:: Instructions to follow ::
Copy each line of the listing below where the word "math" turns up.

Dataset entries section start

PR #468, opened 2020-08-31
cosine distance example

mhmerrill:
example of using arkouda to compute cosine distance between two arkouda pdarrays.

### DIFF
--- a/examples/cos_dist.py
+++ b/examples/cos_dist.py
@@ -1,0 +1,48 @@
+#!/usr/bin/env python3
+
+import arkouda as ak
+import math
+
+# dot product or two arkouda pdarrays
+def ak_dot(u, v):
+    return ak.sum(u*v)
+
+# magnitude/L_2-norm of arkouda pdarray
+def ak_mag2(u):
+    return math.sqrt(ak_dot(u,u))
+
+# cosine distance of two arkouda pdarrays
+# should function similarly to scipy.spatial.distance.cosine
+def ak_cos_dist(u, v):
+    return (1.0 - ak_dot(u,v)/(ak_mag2(u)*ak_mag2(v)))
+
+if __name__ == "__main__":
+    import argparse, sys, gc, time
+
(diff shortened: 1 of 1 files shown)


examples/cos_dist.py
```diff
@@ -0,0 +1,48 @@
...
+# cosine distance of two arkouda pdarrays
+# should function similarly to scipy.spatial.distance.cosine
+def ak_cos_dist(u, v):
+    return (1.0 - ak_dot(u,v)/(ak_mag2(u)*ak_mag2(v)))
+
+if __name__ == "__main__":
+    import argparse, sys, gc, time
+
+    parser = argparse.ArgumentParser(description="Example of cosine distance/similarity in arkouda")
+    parser.add_argument('hostname', help='Hostname of arkouda server')
```
hokiegeek2, line 23: I recommend re-naming the hostname arg to server to match the Arkouda Python API

examples/cos_dist.py
```diff
@@ -0,0 +1,48 @@
...
+    parser.add_argument('port', type=int, help='Port of arkouda server')
+    args = parser.parse_args()
+
+    ak.v = False
+    ak.connect(server=args.hostname, port=args.port)
+
+    u1 = [1, 0, 0]
+    v1 = [0, 1, 0]
+    d1 = ak_cos_dist(ak.array(u1), ak.array(v1))
+    print("d1 = ", d1)
```
hokiegeek2, line 33: May make sense to put assert statements in here in addition to or in lieu of print statements

examples/cos_dist.py
mhmerrill: I assume you wanted me to call this argument `'server'`

hokiegeek2: Indeed! :)

examples/cos_dist.py
mhmerrill: added asserts and compare against `spicy.spatial.distance.cosine` result

Issue #465, opened 2020-08-25
save with mode=append to non-existent file throws non-intuitive error


hokiegeek2:
If a user mistakenly attempts to append a non-existent file, the following error is thrown:

![image](https://user-images.githubusercontent.com/10785153/91173481-e8567e00-e6ab-11ea-983d-0d6a2ce87d8c.png)

There's two paths:
1. Throw error stating something like "Cannot append a non-existent file"
2. Create the file, write the pdarray(s), and return a warning or a notification message that a new file was created

hokiegeek2:
Development complete, PR merged.

PR #476, opened 2020-09-03
implemented new Error class and catch block to provide intuitive erro…

hokiegeek2:
…r message #465


mhmerrill (approved):
change looks good

PR #478, opened 2020-09-16
Fix brew install of Chapel 1.22 in mac CI testing

ronawho:
There's no direct way to install a specific version of software with
brew that I can find, but we want to pin to Chapel 1.22.0 in order to
test with the Chapel release Arkouda officially supports. Brew used to
be able to install the 1.22.0 formula directly from a URL, but that is
longer supported for security reasons, so instead `curl` the file
locally and do a local install.


ronawho:
Originally reported in https://gitter.im/ArkoudaProject/community?at=5f6221d3a9c2c8511e9bbb2a

mhmerrill (approved):
looks ok to me

PR #485, opened 2020-09-22
Optimize DstAggregator by caching remote allocations

ronawho:
Previously, the DstAggregator would allocate a remote buffer every time
the aggregator was flushed. Here we cache allocations in order to
eliminate an on-stmt and a PUT in the common case, which can
significantly decrease the amount of communication.

The logic to do this caching is encapsulated in a remoteBuffer wrapper
so that we can reuse it for optimizing the SrcAggreator too. Early
implementations had non-trivial overhead, especially for the small
problem size at 256 nodes so this is careful to avoid any additional
communication from the wrapper and as a result I did pretty extensive
benchmarking to check for issues. I expect to be able to clean up the
implementation over time, but wanted to keep the initial implementation
more explicit.

Caching allocations results in some non-trivial performance
improvements, especially for high core count systems. We see an 80%
improvement for scatter on 32 nodes of a 128 core HDR IB system.

Performance Summary:
---

Benchmark results for scatter and argsort were collected for the default
problem size (3/4 GiB arrays) and a large problem size (8GiB arrays) on
3 different systems:
 - 32 node 56Gb/s FDR IB with 36 cores per node
 - 32 node 200Gb/s HDR IB with 128 cores per node
 - 256 node Aries with 36 cores per node

The following tables summarize the results in terms of % speedup for the
small and large problem sizes:

#### Scatter:

| System         | small | large |
| -------------- | ----- | ----- |
| 32 node FDR    |  19%  | 33%   |
| 32 node HDR    |  25%  | 82%   |
| 32 node Aries  |   9%  | 15%   |
| 256 node Aries |   3%  | 13%   |

#### Argsort:

| System         | small | large |
| -------------- | ----- | ----- |
| 32 node FDR    |  13%  | 16%   |
| 32 node HDR    |  27%  | 40%   |
| 32 node Aries  |   7%  | 10%   |
| 256 node Aries |   1%  |  3%   |

Scalability graphs:
---

#### FDR IB with large problem size:

Stable improvements, nothing too interesting.

<details>

ak-scatter-perf-cs-fdr-lg
ak-argsort-perf-cs-fdr-lg

</details>

#### HDR IB with small problem size:

Argsort performance is interesting (bad) at 32 nodes, but this is
because of known scalability issues with the SrcAggregator. I expect
that to improve significantly with some upcoming optimizations to the
SrcAggregator.

<details>

ak-scatter-perf-cs-hdr
ak-argsort-perf-cs-hdr

</details>

#### HDR IB with large problem size:

Nothing too interesting and the sort performance is good because the
problem size is large enough that the SrcAggregator overhead is a
smaller fraction of the total time.

<details>

ak-scatter-perf-cs-hdr-lg
ak-argsort-perf-cs-hdr-lg

</details>

#### Aries with large problem size:

Stable improvements, nothing too interesting.

<details>

ak-scatter-perf-xc-lg
ak-argsort-perf-xc-lg

</details>

Communication counts:
---

Here's a summary of the comm count difference for sorting. GETs are high
because we're using unorderedCopy for the SrcAggreator under ugni.  For
the size=10 case the comm counts are the same as before, which is good
because there's really no flushing going on, so this just shows there's
no extra base communication introduced. The small problem size has a
non-trivial reduction on PUTs/ONs, and difference is more substantial
for the large problem size.

```
CHPL_FLAGS="-sperfOnlyCompile -sperfValRange='uint(32)'" make test-bin/UnitTestSort
./test-bin/UnitTestSort --elemsPerLocale=$((<size>)) -nl 256 --printDiagsSum

10**1
-----
before : ( 1.61s) -- GETS: 1_218_279_871, PUTS:   9_545_670, ONS:   9_604_575
after  : ( 1.58s) -- GETS: 1_218_279_646, PUTS:   9_545_662, ONS:   9_604_567

10**8
-----
before : ( 4.97s) -- GETS: 1_218_715_234, PUTS:  37_736_430, ONS:  37_795_335
after  : ( 4.74s) -- GETS: 1_218_715_232, PUTS:  28_336_110, ONS:  28_395_015

2**30
-----
before : (34.16s) -- GETS: 1_218_715_228, PUTS: 282_144_750, ONS: 282_203_655
after  : (32.88s) -- GETS: 1_218_715_230, PUTS: 150_540_269, ONS: 150_599_174
```

### DIFF
--- a/src/CommAggregation.chpl
+++ b/src/CommAggregation.chpl
@@ -40,8 +40,15 @@ module CommAggregation {
     const bufferSize = dstBuffSize;
     const myLocaleSpace = LocaleSpace;
     var itersSinceYield: int;
-    var lBuffers: [myLocaleSpace][0..#bufferSize] aggType;
+    var lBuffers: [myLocaleSpace] [0..#bufferSize] aggType;
+    var rBuffers: [myLocaleSpace] remoteBuffer(aggType);
     var bufferIdxs: [myLocaleSpace] int;
+
+    proc postinit() {
+      for loc in myLocaleSpace {
+        rBuffers[loc] = new remoteBuffer(aggType, bufferSize, loc);
+      }
+    }
 
     proc deinit() {
       flush();
@@ -49,7 +56,7 @@ module CommAggregation {
 
     proc flush() {
       for loc in myLocaleSpace {
-        _flushBuffer(loc, bufferIdxs[loc]);
+        _flushBuffer(loc, bufferIdxs[loc], freeData=true);
       }
     }
 
@@ -69,7 +76,7 @@ module CommAggregation {
       // other tasks run, yield so that we're not blocking remote tasks from
       // flushing their buffers.
       if bufferIdx == bufferSize {
-        _flushBuffer(loc, bufferIdx);
+        _flushBuffer(loc, bufferIdx, freeData=false);
       } else if itersSinceYield % maxItersBeforeYield == 0 {
         chpl_task_yield();
         itersSinceYield = 0;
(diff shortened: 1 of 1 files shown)


mhmerrill (approved):
These changes look good.

PR #488, opened 2020-09-23
Improve behavior of extrema_test.py when there's a runtime error

ronawho:
Previously, it would report the error, but then try to use undefined
vars in compare_results.


mhmerrill (approved):
looks good.

Issue #480, opened 2020-09-18
"Too many open files" error with many strings


reuster986:
When loading more than ~ 1000 HDF5 files with strings arrays (does not seem to happen with int64 or float64), the C HDF5 library throws an error with the message "too many open files". I suspect this is related to the way in which `get_dataset_info` tests for a string: by trying to open the name as a dataset, detecting error, then trying to open the name as a group. This might be preventing the file from closing.

https://github.com/mhmerrill/arkouda/blob/a1f219e82b2a2807b7eb96e262961d23c769a3d1/src/GenSymIO.chpl#L531-L552

https://github.com/mhmerrill/arkouda/blob/a1f219e82b2a2807b7eb96e262961d23c769a3d1/src/GenSymIO.chpl#L556-L560

If this is indeed the root of the problem, then we should find the appropriate way of using the HDF5 API to determine whether the name is a dataset or a group, so we don't have to fail the `H5Dopen`.

hokiegeek2:
@reuster986 do you see the "The dataset is neither at the root of the HDF5 file nor within a group" in the stack trace?

hokiegeek2:
@reuster986 Not sure, but these lines either could be the culprit now or in the future, because errors are thrown prior to the file being closed on line 552

https://github.com/mhmerrill/arkouda/blob/a1f219e82b2a2807b7eb96e262961d23c769a3d1/src/GenSymIO.chpl#L519-L525

https://github.com/mhmerrill/arkouda/blob/a1f219e82b2a2807b7eb96e262961d23c769a3d1/src/GenSymIO.chpl#L552

hokiegeek2:
Just submitted a [PR](https://github.com/mhmerrill/arkouda/pull/489) that hopefully fixes this.

mhmerrill:
@hokiegeek2 should we close this one also?

hokiegeek2:
@mhmerrill Yes, I believe so.

PR #489, opened 2020-09-24
refactored code to prevent error, put file close in defer block, adde…

hokiegeek2:
…d file lose statements to two other catch blocks to ensure the file is closed irrespective of function invocation result #480


reuster986 (approved):
looks good!

PR #492, opened 2020-09-24
Fix some bugs in the mink/maxk implementation

ronawho:
The mink/maxk code maintains a heap while accumulating reduction values
and then as an optimization at the end it gets rid of the heap and sorts
to improve how quickly different tasks can merge their mink/maxk data.
However, it's possible for some accumulation to happen after combining, so we
need to handle that case. For arkouda's use case it's only ever doing final
accumulations with the identity value, so we can just ignore them.

See https://github.com/chapel-lang/chapel/issues/16459 for more context

### DIFF
--- a/src/Extremas.chpl
+++ b/src/Extremas.chpl
@@ -47,30 +47,26 @@ to increase the efficiency of the merge step.
     // it is an encountered extreme
     proc push(val: (eltType, int)) {
 
-      // Common case where _data is a heap
-      if !isSorted {
-        const shouldAdd = if isMinReduction then val(0)<_data[0](0) else val(0)>_data[0](0);
-        const shouldAddEmpty = (numEmpty>0) && if isMinReduction then
-          _data[0](0)==max(eltType) else _data[0](0)==min(eltType);
-
-        if shouldAddEmpty {
-          _data[numEmpty+1] = val;
-          numEmpty-=1;
-        } else if shouldAdd {
-          _data[0] = val;
-          heapifyDown();
-        }
-      } else {
-        // Uncommon for an accumulate to be called after combining, so does not
-        // need to be very fast/optimized.
-        if isMinReduction && val < _data[dom.high] {
-          _data[dom.high] = val;
-          sort(_data);
-        } else if !isMinReduction && val > _data[dom.low] {
-          _data[dom.low] = val;
-          sort(_data);
-        }
+      // Accumulate/push can be called after combine/merge. This routine
+      // expects the data to be a heap and not sorted, so it would fail if we
+      // tried to insert now. The way Arkouda uses this, val will be the
+      // identity values, so we can ignore it.
+      if isSorted {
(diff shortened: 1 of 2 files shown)


ronawho:
Easiest to review ignoring whitespace

src/Extremas.chpl
```diff
@@ -46,16 +46,31 @@ to increase the efficiency of the merge step.
...
+        if shouldAddEmpty {
+          _data[numEmpty+1] = val;
+          numEmpty-=1;
+        } else if shouldAdd {
+          _data[0] = val;
+          heapifyDown();
+        }
+      } else {
+        // Uncommon for an accumulate to be called after combining, so does not
+        // need to be very fast/optimized.
```
ronawho, line 65: For Arkouda's use of this reduction, the accumulates after combine will always be with an identity value so nothing will actually be done. This could be `ifSorted then assert(val == if isMinReduction then (max(eltType), -1) else (min(eltType), -1))`, but it wasn't much harder to do this.

src/KReduce.chpl
```diff
@@ -67,6 +67,7 @@ module KReduce {
     }
 
     proc generate() {
+      v.doSort();
```
bradcray, line 70: Is this necessary in the common case?  It seems like it will add overhead.  I'd be inclined to move the .doSort() into any "accumulate-after-combine" branches since we expect that to be rare and so aren't as worried about the performance there (or else, have that branch set a flag that a doSort() is still required in order to do it here).

ronawho: This is only needed when doing serial reductions. Arkouda doesn't do this, but I ran into this for some standalone reproducers. `doSort` is a no-op if things are already sorted, so there's no real overhead.

ronawho: Oh, actually that's a lie, there is no check in `doSort` the `isSorted` check is in the merge code.

mhmerrill: Is this ready to be merged?

mhmerrill: do we have a test case that exhibits the previous bug?

mhmerrill:
@ronawho probably should have left the comment her instead s0 is this ready to be merged and do we have a test case that tests for the fixed bug?

src/Extremas.chpl
ronawho: In our perf meeting we decided that for now it's probably best to just turn this into an assert so that if it's ever hit you'd know and can address it. Currently it'll work, but will be really slow.

ronawho:
> @ronawho probably should have left the comment her instead s0 is this ready to be merged and do we have a test case that tests for the fixed bug?

Not ready to be merged, this is failing in our 16 node testing that uses chapel nightly.

ronawho:
Ok, think it's ready for review

mhmerrill (approved):
looks good.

Dataset entries section end

:: Answer area ::
+import math
+    return math.sqrt(ak_dot(u,u))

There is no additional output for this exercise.